PR #13, opened 2025-03-18
[BKY-6444] Refactor TA Parser Lib

dlm:
In this PR, Dave re-wrote the TA Parser and user smart contracts so that:
1. there is only 1 tx needed for processing a TA
2. TAParserLib follows the solidity style guide
3. TAParserLib more clearly defines what is TA specific and what is specific
   to a TA for a function call.

Bear then updated `test/user.ts` to address the TypeScript linter warnings and errors. Follow-up cards were created to apply the changes in this PR to the rest of our "on-chain" related examples as well as to add linting for solidity and typescript to the Makefile


hello_world_on_chain/contracts/User.sol
```diff
@@ -2,33 +2,20 @@
 pragma solidity ^0.8.10;
 
 import {TAParserLib} from "../lib/TAParserLib.sol";
-import {Ownable} from "@openzeppelin/contracts/access/Ownable.sol";
```
dlm, line 5: Example contract no longer needs to be ownable.  If we want to make a more complex user contract, we can still do that as a more "advanced usage section"

hello_world_on_chain/contracts/User.sol
```diff
@@ -2,33 +2,20 @@
...
-    function verifyAttestedFnCallClaims(
-        string calldata taData
+    function demo(
+        bytes calldata publicKey,
+        string calldata transitiveAttestation
     )
-    public
+        public
     {
-        TAParserLib.FnCallClaims memory claims = TAParserLib.parseTA(
```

• • • • • • •

Provide a count of the lines in the data above that include the word "string", stating the number alone.

→ **Exercise answer**
2